Background and purpose: The volatile anaesthetic isoflurane protects the heart from ischaemia and reperfusion (I/R) injury when applied at the onset of reperfusion [anaesthetic postconditioning (APoC)]. However, the mechanism of APoC-mediated protection is unknown. In this study, we examined the effect of APoC on mitochondrial bioenergetics, mitochondrial matrix pH (pH(m)) and cytosolic pH (pH(i)), and intracellular Ca(2+).
Experimental approach: Cardiac mitochondria from Wistar rats were isolated after in vivo I/R with or without APoC (1.4%-vol isoflurane, 1 minimum alveolar concentration), and mitochondrial permeability transition pore (mPTP) opening, mitochondrial membrane potential (DeltaPsi(m)), and oxygen consumption were assessed. In isolated cardiomyocytes and isolated mitochondria I/R injury was produced in vitro, with or without APoC (0.5 mM isoflurane). Intracellular Ca(2+), pH(m), pH(i) and DeltaPsi(m) were monitored with SNARF-1, TMRE and fluo-4, respectively. Myocyte survival was assessed when APoC was induced at pH 7.4 and 7.8. In isolated mitochondria oxygen consumption and ATP synthesis were measured.

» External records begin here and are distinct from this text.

PR #586, opened 2019-03-07
SRX packages

mrakitin:
We just realized with @andrewmkiss that we are missing the analysis metapackage for SRX. I pushed the only extra package `pyxrf` manually, but with this PR we will push it automatically in the future.


danielballan:
Is pyxrf now Python 3 compatible? At some point we had to put it in special Python 2 environments.

licode:
py36 now. LGTM.

mrakitin:
@danielballan, yes, it was successfully installed in our standard analysis-2019-1.2-srx environment. Great work on making it compatible with Python 3.6+, @licode.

Key results: In vivo APoC protected against mPTP opening, slowed mitochondrial respiration and depolarized mitochondria. APoC decreased the number of hypercontracted cardiomyocytes at pH 7.4, but not at pH 7.8. APoC attenuated intracellular Ca(2+) accumulation, maintained lower pH(m), and preserved DeltaPsi(m) during reoxygenation. Isoflurane did not affect the regulation of cytosolic pH. In mitochondria, APoC preserved ATP production rate and respiration.
Conclusions and implications: At reperfusion, APoC inhibited mitochondrial respiration, depolarized mitochondria and acidified pH(m). These events may lead to inhibition of mPTP opening and, consequently, to preserved DeltaPsi(m) and ATP synthesis. This reduces intracellular Ca(2+) overload and cell death.